Once you have settled on some defensive ammunition, the next thing to make sure is that it runs reliably in your gun. While it’s fine to buy target ammo to practice, you still have to verify that your defense ammunition will run reliably. Some firearms can be picky with certain kinds of ammunition. Meaning, they might be more prone to malfunction. You want to know this beforehand. Yeah, it’s pricey, but it’s necessary. Run as much of the defensive ammunition through the gun as you can.
What about lights, lasers, chainsaw, and grenade launcher attachments? All reasonable and useful for those who can competently use them. Gadgets are not a substitute for training. If you want to put a light on your gun- make sure you train with it; otherwise, it could work against you.
In any general security policy (including self-defense), one of the first things to do is a primary risk assessment. Identify and understand what your most likely threats are going to be. You can’t prepare for every single exact scenario. That’s not the requirement. The goal is to identify the most likely scenarios, plan around those, and prepare for everything. Burglaries are common. Being attacked by a puma in your bathroom, not as much.
Identifying your most significant risks will help you to make decisions on the best firearms purchases, appropriate ammunition purchases, and what type of training you need.
Appropriate Use of Force
Reminder note: Not a lawyer, please research on your own.
It would be irresponsible not to address the concept of appropriate use of force. Throughout this article, I refer to layers of home defense. We’ve focused on the use of firearms as one of those layers. But, let’s clarify: we are not actually talking about defending houses.
What we are talking about is defending your life or the life of someone else. Generally, if you think you or someone else is in imminent danger of death or serious bodily harm, the appropriate use of force could be the use of your firearm. Unless…
Unless it doesn’t have to be.
If someone breaks into your home, and you shoot them as they’re running out the door holding your TV, the use of deadly force would land you in a heap of trouble. However, tripping them on the way out would be entirely appropriate.
Every defensive situation is different. What constitutes appropriate use of force needs to be applied to each case independently.
I’m not here to tell you what to do. Okay, well, I am a little bit.
No matter who you are, get training. Get lots of it. Get as much as you can. The easy part is buying the gun. Becoming competent and confident so that you can use it in a high-stress situation is the hard part.
There is nothing natural about shooting a gun. Guns are loud, they push your body around, and frankly, they can be deadly.
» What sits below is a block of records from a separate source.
PR #3291, opened 2026-05-13
perf(site): skip static build for preview/staging

H4ad:
## Summary

The initial assumption was the static build could slowdown the build by a lot, but seems like it only changes ~20s in the build time.


H4ad:
Closing since the experiment was not successfull.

Interacting with dangerous things is something we are taught at a young age to avoid.
The only way to become comfortable with your gun is to train. And then train, and train some more. If you just bought a gun, you need to find someone – a trainer – to teach you how to handle your firearm safely.
Time with a trainer will lead to safer handling and correct practice. A trainer can work with you on the proper technique for stance, grip, trigger control, sight acquisition, sight picture, dealing with malfunctions, as well as general manipulation. All things that are again, not intuitive.
Just to be clear, Youtube is not training. Not even close. Find a real live human- a firearm instructor that does this for a living. Ditch your ego, listen, and learn.
Gun ownership comes with a certain level of responsibility. No matter how you incorporate a firearm into your home defense plan, don’t lose sight of the fact that you purchased a gun to improve you and your loved ones’ safety, not degrade it.